Agregaré algo más que, sospecho, tiene su importancia. Mi estado de ánimo el día 5, cuando el régimen de Milosevic se tambaleaba, era el de quien recordaba vivamente tantos optimismos desbocados como los que se revelaron, en noviembre de 1989, a la vera de un muro que, por fortuna, se desmontaba en Berlín. Lo ocurrido desde entonces en el este de Europa nada tiene de estimulante. Con el cariño, o con la condescendencia, de algunos de nuestros gobernantes, medraron personajes tan equívocos como un presidente ruso de pasmosas querencias etílicas, capitalismos mafiosos que han convertido en hermanita de la caridad a Al Capone, inmorales reconversiones de la nomenclatura de otrora y descalabros sociales que han colocado por debajo del umbral de la pobreza, merced al dios mercado, a una parte significada de la población. Como quiera que los hay muy susceptibles, no me gustaría alentar el equívoco: bien sé que todas esas miserias son en gran medida el producto de unos regímenes que dieron en mancillar el nombre de una idea, la de comunismo, merecedora de mejor suerte. Nadie hasta ahora se ha atrevido a sugerir, en serio, que quien escribe estas líneas siente alguna oculta simpatía por la barbarie que imperó en el este de Europa durante tantos decenios. Las entendederas de este anticuado anarquista tolstoyano no alcanzan para comprender, dicho sea de paso, qué es lo que las aseveraciones de Mendiluce sobre Aznar y la democracia tienen que ver con su persona y con sus apreciaciones.
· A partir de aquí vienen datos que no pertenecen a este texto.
PR #140, opened 2018-09-14
Clustering

simoniel:
Reconstruction for SplitCal:
- clustering performed on digitised hits (cells) in python
- cluster class added 
Tested on simple photon events, it seems to work well so far

### DIFF
--- a/python/shipDigiReco.py
+++ b/python/shipDigiReco.py
@@ -291,6 +291,8 @@ class ShipDigiReco:
    # hit selection
    # step 0: select hits above noise threshold to use in cluster reconstruction  
    noise_energy_threshold = 0.002 #GeV
+   #noise_energy_threshold = 0.0015 #GeV
+   #noise_energy_threshold = 0.001 #GeV
    list_hits_above_threshold = []
    print '--- digitizeSplitcal - self.digiSplitcal.GetSize() = ', self.digiSplitcal.GetSize()  
    for hit in self.digiSplitcal:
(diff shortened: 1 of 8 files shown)


simoniel:
The only modified files are:
- python/shipDigiReco.py 
- splitcal/*

for the other files I had some CRLF/LF problems, but they are not really modified w.r.t the official master

olantwin:
Then I think we need to find a way to remove the CRLF/LF changes. I will try to figure out what the options are...

For troubleshooting this issue in the future, could you send me your `.../FairShip/.git/config` and `~/.gitconfig`?

olantwin:
First, I would suggest doing a `git rebase -i` master and dropping all of the commits that don't contain any changes you want to keep.

Then we can see about the remaining commits.

ThomasRuf:
where are we with this request? Any success in cleaning up?

olantwin:
I have not hear form @simoniel , but would hold off merging until at least the easy nonsense commits are removed.

simoniel:
Hi @olantwin
sorry for the very slow reply I was on vacation last week without internet, so I am seeing these messages only now.
At the start I followed the instructions for gitconfig file but it never worked for me and I still get problems with  CRLF/LF...  I will send you the files. I am usually not able to attend the software meeting since I have another meeting that I cannot skip at the same time. 
I will come back to this MR tomorrow 
Cheers,
Rosa

olantwin:
Hi @simoniel 

Which instructions for the `.gitconfig`?

At least now that the commits are in, rebasing should allow us to cleanly get rid of those commits that are only line endings. 

Are you at CERN today? I feel this is something that could be solved much more efficiently in person.

Cheers,
Oliver

olantwin:
@ThomasRuf The line endings issue is solved now. Could you please end an email to the software mailing list to recommend **NOT** using the `.gitconfig` that was recommended in the past (at least not on lxplus)? This is now the 4th or 5th person with the exact same git issues due to it.

@simoniel would also like to present the changes to the software meeting at some point. Maybe we can have one on a different day/at a different time sometime?

simoniel:
Hi @olantwin  @ThomasRuf 

is there any other problem with my commit? 
I am happy to present the logic of the code and what I have done in one meeting for a wider discussion

Cheers,
Rosa

ThomasRuf:
Yes, would be good to have a presentation in a software meeting. When are you available? 

Looking at the changes in shipDigiReco, don't understand the logic of dTree. Do you propose to write to output files? Why are these new containers not in the know cbmsim tree?

don't like ROOT.gROOT.ProcessLine( this struct needs just to save few variables in a flat ntuple ... , in production code. 

I have the impression that your changes in shipDigiReco will break any usage of existing files, or being able to continue using the ecal shashlik option.

ThomasRuf:
concerning Linkdef.h, why do you need to make these dictionaries? I don't think it is needed. Where is it used?

#pragma link C++ class std::vector<double >+; 
#pragma link C++ class std::vector<splitcalHit >+; 
#pragma link C++ class std::vector<splitcalHit* >+;

ThomasRuf:
coming back to processline. What you need is a recoSplitcal class with data members E,eta, phi, .., it looks very cumbersome to have this flat ntuple, c structure object. Doesn't look very flexible.  

Do you keep track which hits contribute to a cluster? How do you make the MC truth association?

olantwin:
> concerning Linkdef.h, why do you need to make these dictionaries? I don't think it is needed. Where is it used?
> 
> #pragma link C++ class std::vector+;
> #pragma link C++ class std::vector+;
> #pragma link C++ class std::vector<splitcalHit* >+;

I agree that this should not be needed, as ROOT nowadays should work fine with STL containers. Can you test whether it works when you remove these lines?

simoniel:
thank you for you comments! Indeed probably it would be easier to discuss the changes in a meeting. 
To start answer your comments:
- I do no think this changes will prevent anyone to use the old calorimeter, the splitcal digitisation  (a part few modifications) is already included in the current master (I committed it in april/may) and noone complained. I did not touch or modify any of the old digitasation/clustering I just created alternative functions.  
- the dtree is there mostly for my tests during development, trying to add the new branch to the cloned cmb tree did not work for me on lxplus (no errors or crashes but at the end no new branch in present in the tree). As soon as a create a new tree the same commands worked just fine. 
- the cluster struct is needed only for quickly filling the tree, there are a couple of lines commented where i try just to create a branch for the full cluster class (as done for the others) but it does not work. I think that the problem is that one of the data member of the cluster class is a vector of another class (splitcalHits) and this starts to become too complex for ROOT. Maybe I am wrong but it is the only difference I found and I needed something working quickly. If someone as a solution I am happy to give it a try. This is also the reason of the extra dictionaries in the Linkdef.h: I was trying to see if adding them would fix the problem with the branch but it did not work, so I fill the struct with just the variables i needed. Anyway one can remove those dictionaries safely (they are just a remnant of the test). 
- MCtruth association: I have implemented methods from the cluster to get the associated hits and form this to get the point. From here one should be able to get the truth information in the usual way. Implementing a method to get this directly is on my to-do-list together with other improvements (e.g. divide more clearly digi and clustering + tuning on the clustering itself). This commit is not intended as final version of the digi+clustering but more as a milestone. 
I am happy to discuss the changes further in a meeting!
Cheers,
Rosa

ThomasRuf:
Dear Rosa,
I should be available this week on Tuesday and Wednesday, most of the day.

La pasada primavera (Por la tercera izquierda, EL PAÍS, 17 de mayo de 2000), José María Mendiluce me incluía, sin que yo hubiese hecho mérito alguno para ello, en una selecta lista de amigos y respetados autores. Al calor de aquel generoso comentario, no creo que se moleste si afirmo que, más allá de lo que nos separe, ha sido injusto al atribuirme una defensa, siquiera fuese vergonzante, del régimen de Milosevic y al amonestarme por trasladar a un papel mi inmenso hastío ante Occidente y sus bellezas. Debo rogarle, eso sí, y esto es, con mucho, lo más importante, que no eche la culpa de mis desvaríos a los catedráticos de Ciencia Política, entre los cuales, y en virtud de razones poderosas, no me cuento.
Carlos Taibo es profesor de Ciencia Política en la Universidad Autónoma de Madrid.